Supplied information Start Marker

PR #625, opened 2026-03-07
Fix SSH argument handling for timeouts and complex options

cafkafk:
This PR fixes two related issues with how SSH arguments are propagated, which were causing failures for deployments using complex SSH options (e.g., `ProxyCommand` with arguments) or relying on `ConnectTimeout`.

### Issues Fixed

**1. Fix `NIX_SSHOPTS` Quoting**
`sshArgs` was being flattened into `NIX_SSHOPTS` using `"${sshArgs[*]}"`. This naive expansion destroys the quoting of array elements that contain spaces.

Passing `--ssh-option "ProxyCommand='wrapper.sh' %h %p"` would result in `nix` splitting the proxy command string, causing SSH to execute the wrapper without arguments (failed IAP tunnels, etc.).

**Fix:** Changed to `NIX_SSHOPTS="$(printf '%q ' "${sshArgs[@]}")"` to properly shell-escape the arguments, preserving the structure of complex flags when passed to `nix`.

**2. Fix `ConnectTimeout` Injection**
Internal calls like `runSsh -o ConnectTimeout=10` were broken because `runSsh` appends positional arguments (`$@`) *after* the destination.

`ssh root@host -o ConnectTimeout=10` tries to execute `-o` as a **remote command** on the server. This returns exit code 127 (command not found) instead of actually setting a connection timeout, breaking logic that relies on exit codes (like the post-kexec wait loop).

**Fix:** Refactored these calls to append `-o ConnectTimeout=10` to the `sshArgs` array (scoped within subshells where appropriate) so they are correctly passed as SSH flags *before* the destination.

### DIFF
--- a/src/nixos-anywhere.sh
+++ b/src/nixos-anywhere.sh
@@ -481,13 +481,13 @@ runSsh() {
 }
 
 nixCopy() {
-  NIX_SSHOPTS="${sshArgs[*]}" nix copy \
+  NIX_SSHOPTS="$(printf '%q ' "${sshArgs[@]}")" nix copy \
     "${nixOptions[@]}" \
     "${nixCopyOptions[@]}" \
     "$@"
 }
 nixBuild() {
-  NIX_SSHOPTS="${sshArgs[*]}" nix build \
+  NIX_SSHOPTS="$(printf '%q ' "${sshArgs[@]}")" nix build \
     --print-out-paths \
     --no-link \
     "${nixBuildFlags[@]}" \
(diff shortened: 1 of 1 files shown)


cafkafk:
Shellcheck [here](https://github.com/nix-community/nixos-anywhere/compare/d2821205271711095f29d72cb314760df69e701e..ac10e25d02f54228faf07eb56621c1fd16b45dc9) and [here](https://github.com/nix-community/nixos-anywhere/compare/ac10e25d02f54228faf07eb56621c1fd16b45dc9..bbb2cc2af9277949b4bcefba4b444092d06f5e98) were false positives, so I've silence them.

cafkafk:
For context: The failing tests seems to be an issue with CI, not this PR.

Supplied information End Marker

Your task: Please copy all of the data above exactly.

Final answer:
PR #625, opened 2026-03-07
Fix SSH argument handling for timeouts and complex options

cafkafk:
This PR fixes two related issues with how SSH arguments are propagated, which were causing failures for deployments using complex SSH options (e.g., `ProxyCommand` with arguments) or relying on `ConnectTimeout`.

### Issues Fixed

**1. Fix `NIX_SSHOPTS` Quoting**
`sshArgs` was being flattened into `NIX_SSHOPTS` using `"${sshArgs[*]}"`. This naive expansion destroys the quoting of array elements that contain spaces.

Passing `--ssh-option "ProxyCommand='wrapper.sh' %h %p"` would result in `nix` splitting the proxy command string, causing SSH to execute the wrapper without arguments (failed IAP tunnels, etc.).

**Fix:** Changed to `NIX_SSHOPTS="$(printf '%q ' "${sshArgs[@]}")"` to properly shell-escape the arguments, preserving the structure of complex flags when passed to `nix`.

**2. Fix `ConnectTimeout` Injection**
Internal calls like `runSsh -o ConnectTimeout=10` were broken because `runSsh` appends positional arguments (`$@`) *after* the destination.

`ssh root@host -o ConnectTimeout=10` tries to execute `-o` as a **remote command** on the server. This returns exit code 127 (command not found) instead of actually setting a connection timeout, breaking logic that relies on exit codes (like the post-kexec wait loop).

**Fix:** Refactored these calls to append `-o ConnectTimeout=10` to the `sshArgs` array (scoped within subshells where appropriate) so they are correctly passed as SSH flags *before* the destination.

### DIFF
--- a/src/nixos-anywhere.sh
+++ b/src/nixos-anywhere.sh
@@ -481,13 +481,13 @@ runSsh() {
 }
 
 nixCopy() {
-  NIX_SSHOPTS="${sshArgs[*]}" nix copy \
+  NIX_SSHOPTS="$(printf '%q ' "${sshArgs[@]}")" nix copy \
     "${nixOptions[@]}" \
     "${nixCopyOptions[@]}" \
     "$@"
 }
 nixBuild() {
-  NIX_SSHOPTS="${sshArgs[*]}" nix build \
+  NIX_SSHOPTS="$(printf '%q ' "${sshArgs[@]}")" nix build \
     --print-out-paths \
     --no-link \
     "${nixBuildFlags[@]}" \
(diff shortened: 1 of 1 files shown)


cafkafk:
Shellcheck [here](https://github.com/nix-community/nixos-anywhere/compare/d2821205271711095f29d72cb314760df69e701e..ac10e25d02f54228faf07eb56621c1fd16b45dc9) and [here](https://github.com/nix-community/nixos-anywhere/compare/ac10e25d02f54228faf07eb56621c1fd16b45dc9..bbb2cc2af9277949b4bcefba4b444092d06f5e98) were false positives, so I've silence them.

cafkafk:
For context: The failing tests seems to be an issue with CI, not this PR.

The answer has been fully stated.